Nongol Porno

Nongol Porno

Mengapa \'nongol-porno\' itu bisa terjadi?

Saya pun membaca dua tulisan tentang itu. Saya kenal kedua penulisnya: Anab Afifi dan Joko Intarto. Yang terakhir ini adalah mantan anak buah. Yang sekarang punya bisnis sendiri: penyelenggara webinar.

Itulah bisnis yang lagi dapat angin di zaman Covid-19 ini. Nama perusahaannya: Jagaters. Larisnya bukan main --akhirnya.

Padahal sudah empat tahun Joko Intarto sempat termehek-mehek. Jagaters tidak kunjung dapat klien. Tidak ada kata menyerah.

Untunglah JTO --begitu panggilannya saat masih jadi wartawan-- sudah biasa menderita. Ia orang miskin dari kampung miskin di Kabupaten miskin Grobogan, Jateng.

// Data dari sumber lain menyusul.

PR #2409, opened 2017-11-20
Revert "Avoid struct copy on readonly field access"

snakefoot:
This partially reverts #2399

Misunderstood the issue. The problem is not having readonly fields, but having property-methods on structs (That really hurts when the struct is used as readonly-member-variable).


304NotModified:
OK thanks!

PR #2414, opened 2017-11-22
Revert breaking change

304NotModified:
While the code is now inconsistent with `Pop(IFormatProvider formatProvider)` and `NestedDiagnosticsContext.Pop()`, we should prevent breaking changes at all costs.

There are +500.000 downloads with the previous signature, so I won't like to take the risk on "method not found" errors.


304NotModified:
@snakefoot guess this is the last before RC1. :)

PR #2417, opened 2017-11-23
IsMono - Cache Type.GetType to avoid constant AppDomain.TypeResolve events

### LINKED ISSUE #2416: Appdomain.TypeResolve event being raised for "Mono.Runtime" while Logging everytime
Type: Bug

**NLog version**: (e.g. 4.4.12)

**Platform**: .Net 3.5 

 <nlog >
   <extensions>
     <add assembly ="MyAssembly"/>
   </extensions>
  
 <targets>
  <target name="TargFile" xsi:type="CFile" fileName="c:/logs/Test.txt" />  
 </targets>

   <rules>
     <logger name="*" minlevel="Info" writeTo="TargFile"/>
   </rules>    
 </nlog>
In case of a BUG:

- What is the current result?
LOGGING IS WORKING AS EXPECTED but:
I am getting a ResolveType Exception(I Subscribed to AppDomain.TypeResolve) whenever I try ".log"(or.info,.error etc). It seems the Exception occurs whenever Type.GetType(Mono.Runtime) is called.  

I expect  ResolveType event to not be called.

No new messages appeared in Internal log.

I believe the class "Nlog/Internal/PlatformDetector.cs" is responsible. The ResolveType Exception only has one property : ex.Name,this property says the Type Failing to resolve is "Mono.Runtime". 

 
- Are there any work arounds? By default no one subscribes to Appdomain.TypeResolve, and thus they will not notice the event, that might not exactly be a workaround as i need to listen to Typeresolve from other parts of my code.

Logging Works, but this event is being raised everytime.

Is there any way to prevent PlatformDetector to check for Mono.Runtime type everytime i try logging?My application needs to check for any typeresolve events as well as a lot of others and log them too, but my console and log file is filled with Typeresolve for "Mono.runtime" after every line.

snakefoot:
Resolves  #2416

### DIFF
--- a/src/NLog/Internal/PlatformDetector.cs
+++ b/src/NLog/Internal/PlatformDetector.cs
@@ -65,7 +65,8 @@ namespace NLog.Internal
         /// <summary>
         /// Gets a value indicating whether current runtime is Mono-based
         /// </summary>
-        public static bool IsMono => Type.GetType("Mono.Runtime") != null;
+        public static bool IsMono => _isMono ?? (_isMono = Type.GetType("Mono.Runtime") != null).Value;
+        private static bool? _isMono;
 
         /// <summary>
         /// Gets a value indicating whether current runtime supports use of mutex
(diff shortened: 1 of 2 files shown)


304NotModified:
smart one 👍

PR #4034, opened 2022-02-21
rename `app.render` to `server.respond`

### LINKED ISSUE #4030: Rename `App`
### Describe the problem

Internally, we have two things called `App` — the class that is created by `svelte-kit build`, and instantiated by adapters...

```js
import { App } from 'APP';
import { manifest } from 'MANIFEST';

const app = new App(manifest);

// later
const response = await app.render(request);
```

...and the namespace for specifying app-level interfaces like `locals`:

```ts
declare namespace App {
  interface Locals {}
  interface Platform {}
  interface Session {}
  interface Stuff {}
}
```

This hasn't really been a problem, but now that we're adding docs for the types (#4011), it's going to become a source of confusion and broken links.

I think it makes more sense to rename the class than the namespace. The best suggestion so far is `Server`:

```js
// created in build_server.js
export class Server {
  constructor(manifest) {
    // ...
  }
}
```

```js
// created by an adapter
import { Server } from 'SERVER';
import { manifest } from 'MANIFEST';

// later
const response = await server.render(request);
```

At the risk of inviting bikeshedding, it might also make sense to change `server.render` to `server.respond` or `server.handle` or something, since 'render' sort of implies something side-effect free (which PUT/POST/DELETE requests aren't), and also implies that we're doing SSR when in some cases we're just rendering an empty shell page.

Aside: I've been meaning to overhaul `Router` and `Renderer` — having two separate classes seemed like a good idea at the time, but in practice it hasn't worked out, and it would make sense to unify them into a single class. There'd be a nice symmetry if we had a `class Server` and a `class Client`.

### Alternatives considered

We could rename the namespace instead, though it's less clear what we could rename it _to_, and it would be a breaking change for more people (all Kit users rather than just adapter authors).

### Importance

would make my life easier

### Additional Information

_No response_

Rich-Harris:
Closes #4030 — `class App` becomes `class Server`

### Tests

### Changesets

### DIFF
--- a/.changeset/late-bobcats-brake.md
+++ b/.changeset/late-bobcats-brake.md
@@ -7,4 +7,4 @@
 '@sveltejs/kit': patch
 ---
 
-Rename app.render to server.respond
+[breaking] rename `app.render` to `server.respond`
--- a/.changeset/late-bobcats-brake.md
+++ b/.changeset/late-bobcats-brake.md
@@ -1,0 +1,10 @@
+---
+'@sveltejs/adapter-cloudflare': patch
+'@sveltejs/adapter-cloudflare-workers': patch
+'@sveltejs/adapter-netlify': patch
+'@sveltejs/adapter-node': patch
+'@sveltejs/adapter-vercel': patch
+'@sveltejs/kit': patch
+---
+
+Rename app.render to server.respond
--- a/packages/adapter-cloudflare-workers/files/entry.d.ts
+++ b/packages/adapter-cloudflare-workers/files/entry.d.ts
@@ -1,5 +1,5 @@
-declare module 'APP' {
-	export { App } from '@sveltejs/kit';
+declare module 'SERVER' {
+	export { Server } from '@sveltejs/kit';
 }
 
 declare module 'MANIFEST' {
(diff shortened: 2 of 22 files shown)


.changeset/late-bobcats-brake.md
```diff
@@ -0,0 +1,10 @@
+---
+'@sveltejs/adapter-cloudflare': patch
+'@sveltejs/adapter-cloudflare-workers': patch
+'@sveltejs/adapter-netlify': patch
+'@sveltejs/adapter-node': patch
+'@sveltejs/adapter-vercel': patch
+'@sveltejs/kit': patch
+---
+
+Rename app.render to server.respond
```
benmccann, line 10:
```suggestion
[breaking] rename `app.render` to `server.respond`
```

benmccann (approved):

benmccann:
CC'ing the community adapter authors: @jthegedus @pluvial @geoffrich @MacFJA @HalfdanJ @ryanbethel

As part of putting up our [new types documention](https://kit.svelte.dev/docs/types) we renamed the `App.render` to `Server.respond` to avoid conflicting with [the `App` namespace`](https://kit.svelte.dev/docs/types#the-app-namespace), so a small update will be needed to any adapter

PR #4043, opened 2022-02-22
[chore] refactor out Prefetcher

benmccann:
Mostly this just helps organize the code a bit better. Though theoretically we could also offer a build-time option to disable prefetching that would save these bytes from being imported and used


Rich-Harris:
I was actually planning to go in the opposite direction — combining `Router` and `Renderer` in a single `Client` class

benmccann:
I'm not against that idea since the `Router`/`Renderer` separation isn't very clean. I'd like to take a stab at seeing if we can fix that, but I'm not sure if we can and think you might be right that combining them would be the best choice. However, that seems like a separate question to me. The reason having them separate isn't working because they're too tightly coupled. But that doesn't really apply to prefetching which can pretty easily be separated

benmccann:
It didn't really use the router at all. It just used a couple util methods that were defined there. I moved those to `utils.js` to make it clearer

Rich-Harris:
`prefetcher` still has a property called `router` though! This PR adds 30 lines of code and I can't understand what we're getting in return

PR #4054, opened 2022-02-22
[fix] remove private methods because Safari sucks

benmccann:
private methods apparently don't work on Safari 14.1 according to a user report on Discord

### DIFF
--- a/.changeset/clean-islands-do.md
+++ b/.changeset/clean-islands-do.md
@@ -1,0 +1,5 @@
+---
+'@sveltejs/kit': patch
+---
+
+[fix] remove private methods to make Safari 14.1 work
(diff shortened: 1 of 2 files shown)


Rich-Harris (approved):

ksmoore17:
Thank you. Not the discord user, but I was getting the same or similar error from my out of date safari browser:
`SyntaxError: Unexpected private name #update_scroll_positions. Cannot parse class method with private name.`

Leaving this comment because this issue was hard to find.

Changing from `"@sveltejs/kit": "next"` to `"@sveltejs/kit": "^1.0.0-next.282"` in `package.json` and `npm install` fixed.

Issue #19, opened 2020-10-15
Template tests


Rich-Harris:
If the app template doesn't include tests, then one of the first questions people will ask is 'how do we add tests'? We should probably have *some* way of answering this question

benmccann:
Jest just merged support for async transforms, which means pre-processing will now be supported with the next release of Jest

dominikg:
I'm not entirely sure i understand what this issue is about but some thoughts crossed my mind that i'd like to share in hopes they will be helpful

1) playwright-core without bundled browser
to reduce download size for integration tests with playwright, you can use playwright-core and an existing chrome installation passed to it via CHROME_BIN env or by guessing the path https://github.com/svitejs/svite/blob/3a9e1a069450cd3fa009716192dc645802e5370e/scripts/jestGlobalSetup.js#L35

2) use a browser server
chromium.launchServer creates a service that can be reused across tests so they don't have to start/stop chrome all over again https://github.com/svitejs/svite/blob/3a9e1a069450cd3fa009716192dc645802e5370e/scripts/jestGlobalSetup.js#L59

3) compile / transform with the tools we already have available
Would it be possible to levarage a vite dev server instance for transforms via https://github.com/vitejs/vite/blob/26c46b92b2b5b21e21380459d1d1a76cb929a69a/packages/vite/src/node/server/index.ts#L192
Or maybe a special vite-plugin-svelte instance that works standalone?

Rich-Harris:
This could be useful: https://github.com/microsoft/playwright-test

kenkunz:
(Sorry… I just realized I was auto-commenting on this ticket from my forked-repo commits. Ignore the first two above – I overwrote my history thinking it wouldn't be viewed by anyone else.)

[...]

PR #4056, opened 2022-02-22
add option to create tests with Playwright

Rich-Harris:
Thought I'd tackle one of the earliest issues — #19. This adds a 'Add Playwright for testing?' prompt when you create a new project:

image

After that, `npm test` runs `test/test.js` with Playwright.

Aside: we had to create our own test fixtures for Kit's own tests, notably `clicknav`, which allows us to wait for client-side routing to happen following a click. Am reluctantly coming round to the view that my position in https://github.com/sveltejs/kit/pull/2917#issuecomment-979419299 and #3241 was misguided; in order to use things like `page.click` and `waitForNavigation` idiomatically, we need to wait until navigation has occurred before doing `pushState`. This isn't just the tail wagging the dog — premature `pushState` also causes a subtle bug where relative URLs are briefly incorrect.

### Tests

### Changesets


benmccann (approved):
just fyi, `lint` is failing

this seems like a good idea to me. the big questions I had about doing this were:
- the navigation stuff (which you already mentioned. though I wonder if that should be done before this)
- whether we'd also want to setup vitest or something similar for unit testing
- whether it makes any sense to test components outside of a web browser in some scenarios (I legitimately don't know the answer to this as I've done limited frontend testing)

packages/create-svelte/bin.js
```diff
@@ -92,6 +92,14 @@ async function main() {
 					initial: false,
 					active: 'Yes',
 					inactive: 'No'
+				},
+				{
+					type: 'toggle',
+					name: 'playwright',
+					message: 'Add Playwright for testing?',
```
benmccann, line 99: Maybe we should expand this message in case we offer Vitest or similar in the future alongside Playwright?
```suggestion
					message: 'Add Playwright for end-to-end browser testing?',
```

Rich-Harris:
> the navigation stuff (which you already mentioned. though I wonder if that should be done before this)

probably. we can open a separate PR and leave this open till then

> whether we'd also want to setup vitest or something similar for unit testing

will confess i have no idea what this looks like in practice. have people set this up in kit apps? any pitfalls? either way i tend to think unit tests are somewhat less important, so we can tackle that later

> whether it makes any sense to test components outside of a web browser in some scenarios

Pakaiannya tidak pernah mentereng, rambutnya tidak pernah dipoles --apalagi ia gundul sekarang-- makannya seadanya, tidurnya sekenanya, dan tidak pernah perlu jaga gengsi.

Hanya sesekali ia curhat. Kok Jagaters tidak bisa segera menemukan bisnis. Padahal, katanya, ia sudah sangat bertauhid. Sudah sangat fokus. Tidak melakukan apa pun kecuali menggeluti Jagaters.

Hebatnya di saat tidak punya uang pun ia tetap tertawa. Dan tawanya itu tetap sama renyahnya.

JTO-lah yang tiga tahun lalu minta agar saya menulis secara rutin. Setidaknya seminggu sekali. Ia-lah yang akan mengelola tulisan saya --di sela-sela mengurus Jagaters yang masih lebih banyak selanya.

Tanpa mau dibayar. Asal saya mau menulis.

Ia bilang: kalau saja saya mau menulis itu sudah lebih dari dibayar.

Lahirlah DI\'s Way. Setahun lebih ia mengelola DI\'s Way --gratisan. Memanfaatkan server temannya --yang juga teman saya.

Saya pernah kirim uang padanya. Menjelang lebaran. Saya pikir ia perlu membelikan istrinya baju baru.

Setelah lebaran ia lapor: uang itu 95 persen habis dibagikan ke anak buahnya. Ia sendiri tidak mengambil sedikit pun. Sisa yang 5 persen akan dikembalikan ke saya.

Itulah cerita awal mula DI\'s Way. JTO-lah yang melahirkannya. Saya hanya jadi pekerjanya.